С наступлением темноты и появлением первой звезды над Иерусалимом прозвучал громкий выстрел, и мусульманское население города приступило к долгожданной трапезе, разместившись на вытоптанной траве у подножия древней крепостной стены.

Время приближалось к полуночи, когда с севера через Дамасские ворота мы вошли в Старый город. Держась плотной группой, чтобы не потеряться, мы протискивались по запруженной товарами и шумной толпой узкой улице, спускаясь вначале вниз по отполированным веками плоским камням мостовой, а затем, медленно поднимаясь в гору, которая когда-то звалась Голгофой и находилась за стеной города. Свернув направо, мы оказались в переулке совершенно безлюдном и тихом – это был уже христианский квартал; арабы сюда не заходят, хотя никакой видимой границы и не существует. Пройдя сквозь арочную дверь, мы оказались в обширном каменном дворе и замерли от неожиданности: перед нами на фоне чёрного неба стоял величественный, освещённый множеством фонарей, фантастически нереальный древний храм Гроба Господня. Начиналась ночная литургия, и кроме русских паломников в храме никого больше не было. Необычное, непохожее ни на что виденное мною прежде, внутреннее пространство храма завораживало. Освещённый только светом многочисленных свечей и лампад, храм представлял зрелище, от которого захватывало дыхание. Само время впиталось в его отполированные камни. Византия, крестоносцы и более поздние эпохи – всё переплелось в этом каменном лабиринте истории.
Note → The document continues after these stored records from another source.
PR #1046, opened 2019-12-27
[WIP] Switch select tests to use premade mesh

zhang-alvin:
Attempt at tackling issue #1044 and related to resolving tests on PR #1039. 

The idea is to store a very small mesh (~4KB for each file describing the mesh) and pass that as a fixed input to the case, which allows us to better test if the numerical machinery has changed. The resulting solutions are compared with an L2-norm comparison of a relevant scalar field, thereby removing the need to store larger .h5 files.

Initial attempt at implementation was done for the Griffiths lane set of tests.


tridelat:
@zhang-alvin nice to fix the mesh for tests, that's much more robust.
And now that the resulting mesh file is very coarse and small, is it not possible to still compare with the (much smaller in theory) `.h5` file? These .h5 could still be stored with git lfs, as tests are not performed locally on a regular basis by users (but they can git lfs pull if needed).
Otherwise, if it is still too big, Gauges could be used to store smaller .csv files at specific points to compare.
It's just that the L2-norm is not fully bullet proof, as tests can technically pass with different fields as long as the norm is the same.

zhang-alvin:
> @zhang-alvin nice to fix the mesh for tests, that's much more robust.
> And now that the resulting mesh file is very coarse and small, is it not possible to still compare with the (much smaller in theory) `.h5` file? These .h5 could still be stored with git lfs, as tests are not performed locally on a regular basis by users (but they can git lfs pull if needed).
> Otherwise, if it is still too big, Gauges could be used to store smaller .csv files at specific points to compare.
> It's just that the L2-norm is not fully bullet proof, as tests can technically pass with different fields as long as the norm is the same.

I think the use of gauges is not bulletproof either. Gauges are more specific than a global L2-norm, but the value at a given gauge is not uniquely defined by the nodal values of the enclosing element. I think if there are options to only store the nodal values for the .h5 file at a desired time step, then we can store .h5 files. Otherwise, there's too much unnecessary information stored in the .h5 files.

tridelat:
> > @zhang-alvin nice to fix the mesh for tests, that's much more robust.
> > And now that the resulting mesh file is very coarse and small, is it not possible to still compare with the (much smaller in theory) `.h5` file? These .h5 could still be stored with git lfs, as tests are not performed locally on a regular basis by users (but they can git lfs pull if needed).
> > Otherwise, if it is still too big, Gauges could be used to store smaller .csv files at specific points to compare.
> > It's just that the L2-norm is not fully bullet proof, as tests can technically pass with different fields as long as the norm is the same.
> 
> I think the use of gauges is not bulletproof either. Gauges are more specific than a global L2-norm, but the value at a given gauge is not uniquely defined by the nodal values of the enclosing element. I think if there are options to only store the nodal values for the .h5 file at a desired time step, then we can store .h5 files. Otherwise, there's too much unnecessary information stored in the .h5 files.

Gauges are not bulletproof, but definitely more robust.
I am not sure what you mean by "[the value is] not uniquely defined by the nodal values of the enclosing element", as value at a gauge is actually interpolated from nodal values of enclosing element.
Maybe I am nitpicking, but it is easy to imagine test cases that would pass with L2-norm but that would fail with Gauges.

For example, a quiescent `[1.,1.]` rectangular tank with horizontal free surface in the middle: if you want to check the VOF field, and you use a smooth heaviside for VOF around the free surface, if you use a width of say `0.1` to smooth it on one case, and then `0.2` to smooth it on another case, then you would get the same L2-norm for this domain.
Gauges around the free surface would have caught that the VOF field changed due to numerics changing (here the heaviside smoothing length).

zhang-alvin:
> > > @zhang-alvin nice to fix the mesh for tests, that's much more robust.
> > > And now that the resulting mesh file is very coarse and small, is it not possible to still compare with the (much smaller in theory) `.h5` file? These .h5 could still be stored with git lfs, as tests are not performed locally on a regular basis by users (but they can git lfs pull if needed).
> > > Otherwise, if it is still too big, Gauges could be used to store smaller .csv files at specific points to compare.
> > > It's just that the L2-norm is not fully bullet proof, as tests can technically pass with different fields as long as the norm is the same.
> > 
> > 
> > I think the use of gauges is not bulletproof either. Gauges are more specific than a global L2-norm, but the value at a given gauge is not uniquely defined by the nodal values of the enclosing element. I think if there are options to only store the nodal values for the .h5 file at a desired time step, then we can store .h5 files. Otherwise, there's too much unnecessary information stored in the .h5 files.
> 
> Gauges are not bulletproof, but definitely more robust.
> I am not sure what you mean by "[the value is] not uniquely defined by the nodal values of the enclosing element", as value at a gauge is actually interpolated from nodal values of enclosing element.
> Maybe I am nitpicking, but it is easy to imagine test cases that would pass with L2-norm but that would fail with Gauges.
> 
> For example, a quiescent `[1.,1.]` rectangular tank with horizontal free surface in the middle: if you want to check the VOF field, and you use a smooth heaviside for VOF around the free surface, if you use a width of say `0.1` to smooth it on one case, and then `0.2` to smooth it on another case, then you would get the same L2-norm for this domain.
> Gauges around the free surface would have caught that the VOF field changed due to numerics changing (here the heaviside smoothing length).

I can definitely see the L2 norm approach as not being very sensitive to numerical changes. In your case, if the volume of the quiescent tank was much larger than the area of the free surface. I don't see why the L2 norm of the VOF field would yield exactly the same results with either blending width, but it might be fairly close.

tridelat:
> > > > @zhang-alvin nice to fix the mesh for tests, that's much more robust.
> > > > And now that the resulting mesh file is very coarse and small, is it not possible to still compare with the (much smaller in theory) `.h5` file? These .h5 could still be stored with git lfs, as tests are not performed locally on a regular basis by users (but they can git lfs pull if needed).
> > > > Otherwise, if it is still too big, Gauges could be used to store smaller .csv files at specific points to compare.
> > > > It's just that the L2-norm is not fully bullet proof, as tests can technically pass with different fields as long as the norm is the same.
> > > 
> > > 
> > > I think the use of gauges is not bulletproof either. Gauges are more specific than a global L2-norm, but the value at a given gauge is not uniquely defined by the nodal values of the enclosing element. I think if there are options to only store the nodal values for the .h5 file at a desired time step, then we can store .h5 files. Otherwise, there's too much unnecessary information stored in the .h5 files.
> > 
> > 
> > Gauges are not bulletproof, but definitely more robust.
> > I am not sure what you mean by "[the value is] not uniquely defined by the nodal values of the enclosing element", as value at a gauge is actually interpolated from nodal values of enclosing element.
> > Maybe I am nitpicking, but it is easy to imagine test cases that would pass with L2-norm but that would fail with Gauges.
> > For example, a quiescent `[1.,1.]` rectangular tank with horizontal free surface in the middle: if you want to check the VOF field, and you use a smooth heaviside for VOF around the free surface, if you use a width of say `0.1` to smooth it on one case, and then `0.2` to smooth it on another case, then you would get the same L2-norm for this domain.
> > Gauges around the free surface would have caught that the VOF field changed due to numerics changing (here the heaviside smoothing length).
> 
> I can definitely see the L2 norm approach as not being very sensitive to numerical changes. In your case, if the volume of the quiescent tank was much larger than the area of the free surface. I don't see why the L2 norm of the VOF field would yield exactly the same results with either blending width, but it might be fairly close.

The L2-norm would be the same with the two domains with different blending widths in that case because the total VOF would be the same in the two domains.

tridelat:
> > > > @zhang-alvin nice to fix the mesh for tests, that's much more robust.
> > > > And now that the resulting mesh file is very coarse and small, is it not possible to still compare with the (much smaller in theory) `.h5` file? These .h5 could still be stored with git lfs, as tests are not performed locally on a regular basis by users (but they can git lfs pull if needed).
> > > > Otherwise, if it is still too big, Gauges could be used to store smaller .csv files at specific points to compare.
> > > > It's just that the L2-norm is not fully bullet proof, as tests can technically pass with different fields as long as the norm is the same.
> > > 
> > > 
> > > I think the use of gauges is not bulletproof either. Gauges are more specific than a global L2-norm, but the value at a given gauge is not uniquely defined by the nodal values of the enclosing element. I think if there are options to only store the nodal values for the .h5 file at a desired time step, then we can store .h5 files. Otherwise, there's too much unnecessary information stored in the .h5 files.
> > 
> > 
> > Gauges are not bulletproof, but definitely more robust.
> > I am not sure what you mean by "[the value is] not uniquely defined by the nodal values of the enclosing element", as value at a gauge is actually interpolated from nodal values of enclosing element.
> > Maybe I am nitpicking, but it is easy to imagine test cases that would pass with L2-norm but that would fail with Gauges.
> > For example, a quiescent `[1.,1.]` rectangular tank with horizontal free surface in the middle: if you want to check the VOF field, and you use a smooth heaviside for VOF around the free surface, if you use a width of say `0.1` to smooth it on one case, and then `0.2` to smooth it on another case, then you would get the same L2-norm for this domain.
> > Gauges around the free surface would have caught that the VOF field changed due to numerics changing (here the heaviside smoothing length).
> 
> I can definitely see the L2 norm approach as not being very sensitive to numerical changes. In your case, if the volume of the quiescent tank was much larger than the area of the free surface. I don't see why the L2 norm of the VOF field would yield exactly the same results with either blending width, but it might be fairly close.

You are right, it is very unlikely that the L2-norm would be exactly the same with the smoothing actually. 
In another case where the free surface is a sharp interface (either 1. or 0. for VOF, no smoothing), and separating the two-phases so that they have the same total area, no the L2-norm here would be the same different possible positions of the free surface (e.g. vertical or horizontal if the domain is square).

cekees:
On the gauges, they do build the FEM interpolation consistently within the element so if the mesh doesn't change and the solution doesn't change, the gauge values shouldn't change.  In general, however, the gauges are designed for comparing to real data where it makes sense to have a fairly loose tolerance in the comparison of gauge values to real data (or at least a tolerance that is approved by the expert for the case e.g. for a wave experiment).

zhang-alvin:
@cekees  After some back and forth with @tridelat, I think we've settled on saved mesh as input, no gauges, and I'm going to look into saving the nodal field values at a specific time to make a comparison. If that yields reasonable file sizes, I'll do that for the 9 tests that have been failing for the conda PR #1039 . 

I can tackle migrating the remainder of the .h5 comparison tests over the course of the next few weeks once the conda PR is merged.

cekees:
Sounds like a good plan. I went ahead and approved so you can merge it into erdc:conda when you're ready or create a new PR with @davidbrochart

Благоговейный трепет охватил нас; тихие и покорные стояли мы в храме, слушая непривычные греческие распевы. В центре, под куполом огромной ротонды возвышалась Святая Кувуклия. В ней и находится Гроб Господен. Совершая богослужение, в неё по очереди заходили с кадилами в руках, сначала греческие, затем армянские, потом коптские священнослужители. Паломников пускали по три-четыре человека: больше не помещалось в крохотном помещении. Невероятно сложно описать то чувство, которое испытывает человек, прикасающийся к святыне: оно так велико, что сражает любого, входящего туда и невозможно сдерживать слёзы.

Было четыре часа утра, когда мы возвращались в гостиницу по опустевшим улицам города, а с восходом солнца мы уже поднялись и направились к восточным – Львиным воротам, чтобы пройти Крестный путь Христа до Голгофы. Рядом с воротами в маленькой церкви Рождества Пресвятой Богородицы молодая монашка принимала записочки. Простыми словами она поведала нам, как мы, русские сильны своей верой и духом. Это чувствуют все в городе. «Арабы, хотя и шумят, но боятся нас, – говорила она, – они с детства сидят в своих двориках, торгуют на улице, ничего не видят и нигде не бывают, слабы и малодушны. Мы сильнее их». После таких слов наши плечи как-то сами собой распрямились и мы шли Дорогой Скорби, и по всем последующим дорогам с таким чувством уверенности, что порою нам казалось, что мы уже не в далёкой стране, а у себя дома. Да и как могло не показаться, если всюду мы посещали наши православные храмы. Все дни и ночи пребывал с нами наш батюшка, отец Алексей – вдохновитель и руководитель нашей группы прихожан Георгиевского храма. Были среди нас и певчие хора. Когда они начинали петь – будто ангел спускался на землю, и замирала душа.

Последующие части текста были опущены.